Stored data:
⁂

PR #641, opened 2026-08-11
feat(alerts): cap chat alerts per severity per day

stalhaali:
# Pull Request

## Why This Change

  Dedup bounds how often _one_ failure is reported. It does nothing about many
  _distinct_ failures at once — a draining node produces a hundred unrelated pods,
  each a new UID, none a repeat. This adds the backstop: a per-severity daily
  ceiling of 10 Critical, 5 Warning.

## What Changed

**Files:**

  - `agents/platform/scripts/session_kv_server.py` (+ tests)
  - `k8s-operator/internal/controller/platformagent_manifests.go` (+ tests)
  - `agents/platform/docs/session_management.md`
  - `docs/credential-isolation-design.md`,
    `docs/site/src/content/docs/reference/credential-isolation.md`,
    `docs/README.md`

**Added/Changed/Fixed:**

  - `inject_message` spends the severity's allowance before anything is posted or
    any agent turn starts — the single point both pass through, and the earliest
    point severity is known.
  - New `alert_quota` table on the `system-metadata` PVC. On disk, not in memory:
    an in-memory counter would hand out a fresh quota on every restart, turning a
    crash loop into the storm the cap prevents. Rows age out with the existing
    TTL sweep.
  - New `GET /v1/alert-quota` — today's spend and drops per severity.
  - `ALERT_DAILY_LIMIT_CRITICAL` / `_WARNING` added to the sandbox env allowlist
    in `safeSandboxEnvOverrides`, so the limits are tunable on the CR. `0`
    disables a cap. **Without this the documented override would silently do
    nothing** — the allowlist previously admitted four OTel names and dropped
    everything else.

 **Suppression is silent by design.** Announcing the ceiling spends a message to
  say no more are coming. The cost: a quiet channel no longer distinguishes
  "nothing is wrong" from "budget spent" — so every drop is counted, logged at
  `WARNING` with the workload, and readable from the endpoint.

### Live validation

  `platform-agent-host` (`us-east4`, `stalhaali-gkedemos`), image built from this
  branch via `make dev-rebuild-agent ARGS="platform"`, 

  - **Baseline:** endpoint returned `Critical {limit 10, 0, 0}`,
    `Warning {limit 5, 0, 0}` — table created on the PVC, endpoint served.
  - **Warning, through the real watcher:** 7 pods with an unresolvable image in
    `quota-test` → `sent 5, suppressed 2`. Five Chat messages, then silence.
    `sent` stopped at exactly 5, not 6. Two log lines named
    `quota-test/Pod/badimage-6` and `-7`.
  - **Independence:** `Critical` stayed `0/0` while `Warning` saturated.
  - **Critical:** `FailedScheduling` is filtered out (see Context), so 12
    `CrashLoopBackOff` payloads went to `POST /sessions/{id}/inject` — 1–10
    `{"status":"injected"}`, 11–12 `{"status":"suppressed",...,"1"/"2"}`,
    endpoint `Critical {sent 10, suppressed 2}`, `Warning` untouched.
  - **Cleanup:** both namespaces deleted, all `alert_quota` rows cleared.

### DIFF
--- a/agents/platform/scripts/session_kv_server.py
+++ b/agents/platform/scripts/session_kv_server.py
@@ -156,6 +156,50 @@ def _purge_plaintext_identities(conn: sqlite3.Connection) -> None:
         logger.info(f"Purged plaintext identity fields from {purged} session metadata row(s)")
 
 
+def _alert_daily_limit(env_var: str, default: int) -> int:
+    """Read a per-day alert ceiling from the environment. 0 disables the cap."""
+    raw = os.getenv(env_var, "")
+    if raw == "":
+        return default
+    try:
+        value = int(raw)
+    except ValueError:
+        logger.error(f"{env_var}={raw!r} is not an integer; falling back to {default}")
+        return default
+    # Negative is meaningless as a ceiling, and treating it as 0 makes "turn
+    # this off" forgiving of the two spellings an operator might reach for.
+    return max(value, 0)
+
+
+# Per-severity ceiling on alerts posted to chat in one UTC day. This bounds
+# volume, not redundancy: the dedup window in the event watcher is what stops
+# one failure being reported repeatedly, and this cap is the backstop for the
+# case that defeats it — many *distinct* failures at once, typically a node or
+# a namespace going down and taking a hundred unrelated pods with it.
+#
+# Suppression is deliberately invisible in chat. Announcing the ceiling would
+# spend a message to say no more messages are coming, which is self-defeating
+# when the point is a quieter channel. The trade-off is real and worth naming:
+# once the cap bites, a silent channel no longer distinguishes "nothing is
+# wrong" from "the budget is spent", so the accounting lives outside chat
+# instead. Every suppressed alert is counted per severity in `alert_quota`,
+# logged at WARNING with the workload that was dropped, and readable from
+# `GET /v1/alert-quota`. Anyone asking "did we miss something today" has an
+# answer; they just have to ask.
+#
+# Severities come from get_severity_details. Info is deliberately absent and so
+# uncapped — the watcher only forwards Warning-type events, so Info alerts do
+# not arrive here in practice and a ceiling on them would bound nothing.
+#
+# Counts are fleet-wide rather than per-cluster, matching the ceiling as
+# specified. The trade-off is that one collapsing cluster can exhaust the day's
+# budget for the others; the notice makes that visible when it happens.
+ALERT_DAILY_LIMITS = {
+    "Critical": _alert_daily_limit("ALERT_DAILY_LIMIT_CRITICAL", 10),
+    "Warning": _alert_daily_limit("ALERT_DAILY_LIMIT_WARNING", 5),
+}
+
+
 def init_db() -> None:
     db_dir = os.path.dirname(SESSION_KV_DB_PATH)
     if db_dir:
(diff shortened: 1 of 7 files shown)


jayantid:
Hey @stalhaali can you address kube-agents-bot comments and re-send for review?

jayantid (changes requested):
Can you address kube-agents-bot comments and re-send for review?

agents/platform/scripts/session_kv_server.py
```diff
@@ -450,4 +594,35 @@ def get_incident(chat_id: str, thread_id: str) -> Dict[str, str]:
     return {"chat_id": chat_id, "thread_id": thread_id, "report": row[0]}
 
 
+@app.get("/v1/alert-quota")
```
jayantid: This route is missing auth. Every other route here has
`dependencies=[Depends(verify_api_key)]`, and session_management.md:13 states
the rule — loopback in a shared namespace isn't an authorization boundary. As
written the sandbox container can read it without a key, and
`test_declared_routes_are_all_covered` will fail once this is rebased on main.

```python
@app.get("/v1/alert-quota", dependencies=[Depends(verify_api_key)])
def get_alert_quota(day: str = "") -> Dict[str, Any]:
```

Also add `("GET", "/v1/alert-quota", None)` to `PROTECTED_ROUTES`, and put the
token in the new runbook command:

```bash
kubectl -n kubeagents-system exec deployment/platform-agent-gateway -c platform-agent -- \
  sh -c 'curl -s -H "Authorization: Bearer $SESSION_KV_API_KEY" \
    http://127.0.0.1:8699/v1/alert-quota'
```

agents/platform/scripts/session_kv_server.py
```diff
@@ -199,6 +266,63 @@ def _post_initial_alert(active_platform: str, alert_msg: str) -> str | None:
...
+    Returns `(allowed, suppressed_today)`. `allowed` is False once the day's
+    ceiling is spent; `suppressed_today` is the running count of alerts the cap
+    has dropped today, which the caller logs so the drop leaves a trace even
+    though nothing is posted to chat.
+
+    Fails open. A cap is a comfort feature and a database that cannot be
+    written is not a reason to withhold an incident from an on-call human, so
+    any error here lets the alert through and is logged.
+    """
+    limit = ALERT_DAILY_LIMITS.get(severity, 0)
```
jayantid, line 410: Let's cap Info as well. `.get(severity, 0)` leaves any severity outside the dict
uncapped, and the reason for excluding Info — "the watcher forwards only
Warning-type events" — doesn't hold. `filter.Accept` (filter.go:97) checks
reason, namespace and count, never `ev.Type`; the informer (watcher.go:74) has
no field selector; `ev.Type` passes through at main.go:595. So any allowlisted
reason arriving as `type: Normal` becomes Info, skips the ceiling, and still
posts to chat and starts an agent turn. `BackOff` is on `defaultReasons` and the
kubelet emits it as Normal for image-pull back-off — the same storm you
validated against.

```python
ALERT_DAILY_LIMITS = {
    "Critical": _alert_daily_limit("ALERT_DAILY_LIMIT_CRITICAL", 10),
    "Warning": _alert_daily_limit("ALERT_DAILY_LIMIT_WARNING", 5),
    # Nothing filters on Event.Type, so Normal-type events with an allowlisted
    # reason land here too. Capped, not exempt.
    "Info": _alert_daily_limit("ALERT_DAILY_LIMIT_INFO", 5),
}
```

That also makes the dict cover everything `get_severity_details` can return, so
the `.get` default only fires for genuinely unknown strings. Needs
`ALERT_DAILY_LIMIT_INFO` on the `safeSandboxEnvOverrides` allowlist,
`test_uncapped_severity_is_allowed` inverted, and the "Info is uncapped"
paragraphs in session_management.md and the module comment corrected.

agents/platform/scripts/session_kv_server.py
```diff
@@ -356,6 +480,26 @@ def inject_message(session_id: str, request_data: Dict[str, Any], background_tas
...
+    # than a delivered one.
+    allowed, suppressed_today = _claim_alert_quota(severity_label)
+    if not allowed:
+        logger.warning(
+            f"Suppressed {severity_label} alert for {namespace}/{object_kind}/{object_name} "
+            f"({event_reason}): daily limit of {ALERT_DAILY_LIMITS[severity_label]} reached, "
+            f"{suppressed_today} suppressed today"
+        )
+        return {"status": "suppressed", "severity": severity_label, "suppressed_today": str(suppressed_today)}
+
```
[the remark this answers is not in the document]
stalhaali: This is expected. Furthermore, we'll turn dedupe window to 24 hours

agents/platform/scripts/session_kv_server.py
stalhaali: done

agents/platform/scripts/session_kv_server.py
stalhaali: Done

jayantid (approved):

⁂

### Task instructions
Whenever the word "stalhaali" appears in a line above, copy that line.

### Solution for this task
stalhaali:
  `platform-agent-host` (`us-east4`, `stalhaali-gkedemos`), image built from this
Hey @stalhaali can you address kube-agents-bot comments and re-send for review?
stalhaali: This is expected. Furthermore, we'll turn dedupe window to 24 hours
stalhaali: done
stalhaali: Done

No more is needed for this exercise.